As experiências dessas jovens também encontram eco nos dados do mercado de trabalho. No Brasil, a taxa de desemprego entre mulheres continua maior que a dos homens. Dados do IBGE indicam que cerca de 9,8% das mulheres estão desempregadas, enquanto entre os homens o índice é de 6,5%. Mesmo quando conseguem trabalho, elas continuam recebendo menos. Em média, os salários femininos correspondem a cerca de 80% da remuneração masculina.

Entre os jovens em geral, a entrada no mercado também é desafiadora. O país tem aproximadamente 5,2 milhões de pessoas entre 14 e 24 anos sem emprego, muitas delas mulheres que enfrentam dificuldades para conquistar a primeira oportunidade. Ao mesmo tempo, pesquisas mostram que a geração que chega agora ao mercado traz novas prioridades.

Estudo global da consultoria Deloitte indica que profissionais da chamada geração Z valorizam cada vez mais equilíbrio entre vida pessoal e trabalho, propósito nas atividades profissionais e ambientes respeitosos. A flexibilidade aparece entre as demandas mais citadas, com seis em cada dez jovens dizendo preferir modelos de trabalho menos rígidos. A carreira também é vista como um processo contínuo de aprendizado. Segundo o LinkedIn, 76% consideram essencial desenvolver novas habilidades ao longo da vida.

Competência é pouco

Para Mara Turolla, gerente de Desenvolvimento de Liderança e Head de Diversidade, Equidade e Inclusão da consultoria LHH, entrar no mercado de trabalho hoje exige mais do que competência técnica. Segundo ela, desempenho continua sendo importante, mas não basta para construir uma trajetória profissional consistente.

“Competência é base e visibilidade é estratégia. Fazer um bom trabalho é o mínimo.
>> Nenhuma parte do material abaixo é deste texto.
PR #750, opened 2022-04-21
Move out PyTorch to extra require

feipenghe:
This PR fixes https://github.com/asyml/forte/issues/741.

### Description of changes
* raise ImportError with error message pointing to README.md tutorial when pytorch is not installed properly
* add new extra require for modules requiring pytorch
* fixed paths for classes's paths that have been changed such as `SRLPredictor` and `CoNLLNERPredictor`
* add `forte[data]` module in `setup.py`, workflow testing, and `README.md`.

* User doesn't need to install pytorch by default for using main forte functions

### Test Conducted
* Implemented `tests/forte/forte_backbone_test.py` that imports classes that doesn't have dependency on `torch` but might trigger importing `torch` accidentally through `__init__.py` or importing `torch` at the head of class files.


.github/workflows/main.yml
```diff
@@ -135,6 +135,7 @@ jobs:
           - { module: "wikipedia", test_file: "tests/forte/datasets/wikipedia"}
           - { module: "nlp",test_file: "tests/forte/processors/subword_tokenizer_test.py tests/forte/processors/pretrained_encoder_processors_test.py"}
           - { module: "extractor",test_file: "tests/forte/train_preprocessor_test.py forte/data/extractors"}
+          - { module: "data", test_file: "tests/forte/data/data_pack_dataset_test.py tests/forte/data/converter/converter_test.py"}
```
hunterhector, line 138: these actually belong to the `extractor` project, can be merged together

README.md
```diff
@@ -72,12 +72,12 @@ Some components or modules in forte may require some [extra requirements](https:
...
 * `pip install forte[wikipedia]`: Install packages required for reading [wikipedia datasets](https://github.com/asyml/forte/tree/master/forte/datasets/wikipedia).
 * `pip install forte[nlp]`: Install packages required for additional NLP supports, such as [subword_tokenizer](https://github.com/asyml/forte/tree/master/forte/processors/nlp/subword_tokenizer.py) and [texar encoder](https://github.com/asyml/forte/tree/master/forte/processors/third_party/pretrained_encoder_processors.py)
 * `pip install forte[extractor]`: Install packages required for extractor-based training system, [extractor](https://github.com/asyml/forte/blob/master/forte/data/extractors), [train_preprocessor](https://github.com/asyml/forte/tree/master/forte/train_preprocessor.py) and [tagging trainer](https://github.com/asyml/forte/tree/master/examples/tagging/tagging_trainer.py)
-
+* `pip install forte[data]`: Install packages required for [data pack dataset](https://github.com/asyml/forte/blob/master/forte/data/data_pack_dataset.py), [types](https://github.com/asyml/forte/blob/master/forte/data/types.py), and [converter](https://github.com/asyml/forte/blob/master/forte/data/converter).
```
hunterhector, line 80: remove this when the previous comment is fixed

forte/data/converter/converter.py
```diff
@@ -277,7 +277,14 @@ def convert(
         # Convert to target type
         if not self.to_numpy and not self.to_torch:
             return data_list, masks_list
-
+        try:
```
hunterhector, line 280: we should put these try blocks at the beginning of the function. If this fails, there is no need to execute the rest.

forte/models/da_rl/magic_model.py
```diff
@@ -21,8 +21,16 @@
...
-import torch
-from torch import nn
+
+try:
+    import torch
+    from torch import nn
+except ImportError as e:
+    raise ImportError(
+        " `pytorch` is not installed correctly."
+        " Please refer to [extra requirement for models](pip install forte[models])"
```
hunterhector, line 31: For all these exception messages, it would be best to:
1. Mention that PyTorch needed to be installed, 
2. Also mention the extra requirements.

So sometimes the user can simply follow the error message to install pytorch, and don't need to go to read the documentation

forte/models/ner/model_factory.py
```diff
@@ -151,14 +160,14 @@ def decode(self, input_word, input_char, mask=None, hx=None):
...
         try:
             import texar.torch as texar  # pylint: disable=import-outside-toplevel
-        except ImportError as e:
+        except ImportError as e3:
             raise ImportError(
                 " `texar-pytorch` is not installed correctly."
                 " Consider install texar via `pip install texar-pytorch`."
                 " Or refer to [extra requirement for Texar model support]"
                 "(pip install forte[models])"
                 " for more information."
```
hunterhector, line 169: This message is better than the previous one, that's why we should actually create a function to centrally manage the messages, instead of copy/pasting them.

setup.py
```diff
@@ -70,6 +70,7 @@
         # transformers 4.10.0 will break the translation model we used here
         "nlp": ["texar-pytorch>=0.1.4"],
         "extractor": ["texar-pytorch>=0.1.4"],
+        "data": ["texar-pytorch>=0.1.4", "torch>=1.1.0"],
```
hunterhector, line 73: as explained, these are part of extractor

forte/data/converter/converter.py
hunterhector: you probably want to do something like

```
if self.to_torch
   try import
```

at the beginning of the function

setup.py
```diff
@@ -69,7 +69,7 @@
         "wikipedia": ["rdflib==4.2.2"],
         # transformers 4.10.0 will break the translation model we used here
         "nlp": ["texar-pytorch>=0.1.4"],
-        "extractor": ["texar-pytorch>=0.1.4"],
+        "extractor": ["texar-pytorch>=0.1.4", "torch>=1.1.0"],
```
hunterhector, line 72: So:
1. texar-pytorch requires `pytorch`, so we don't have to explicitly say it here
2. to install torch, it is better to ask users to install them by following pytorch instructions, they can choose whether to install the CPU, GPU version, and other things. basically, pytorch installation can be tricky and a single `pip install torch` may not work

tests/forte/forte_backbone_test.py
```diff
@@ -56,3 +56,10 @@ def test_import_models(self):
```
hunterhector, line 56: Some of these import tests are not necessary. For example, if we want to use the `SRL` part we should install texar-pytorch. If we don't use that part, classes like `SRLSpan` won't be used.

tests/forte/forte_backbone_test.py
```diff
@@ -56,3 +56,10 @@ def test_import_models(self):
 
     def test_import_trainer(self):
         from forte.trainer.base import BaseTrainer
+
+    def test_import_forte_modules(self):
```
hunterhector, line 60: I think you also want to import them in their short form, for example, should be `from forte import pipeline`

tests/forte/forte_backbone_test.py
feipenghe: Even though some classes under `SRL` are not using `texar-pytorch` directly but the whole module dependent on packages required by `forte[models]`. Therefore, we don't need to test any of them as they are not used individually. Is that what you mean?

tests/forte/forte_backbone_test.py
feipenghe: corrected.

tests/forte/forte_backbone_test.py
hunterhector: yes

feipenghe: ok I have removed them.

hunterhector (approved):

Performance é obrigação, não diferencial.”

A especialista explica que comunicar resultados e construir redes de relacionamento são passos importantes para quem está começando a carreira. Quem não aprende a dar visibilidade ao próprio trabalho corre o risco de permanecer invisível dentro das organizações.

Outro ponto essencial é o aprendizado contínuo. Ela alerta que a carreira deixou de ser um percurso linear e passou a funcionar como um portfólio em constante transformação. As mudanças tecnológicas, especialmente a expansão da inteligência artificial, reforçam a necessidade de atualização permanente.

Olhar adiante

Mesmo diante das incertezas, as jovens entrevistadas demonstram um olhar atento e, ao mesmo tempo, esperançoso sobre o futuro. Sabem que o mercado de trabalho está mudando rapidamente e que a trajetória profissional provavelmente será feita de adaptações.

Mas também compartilham uma convicção silenciosa. A de que construir uma carreira não significa apenas conseguir um emprego. Significa encontrar um lugar onde seja possível crescer, ser respeitada e transformar sonhos em caminho.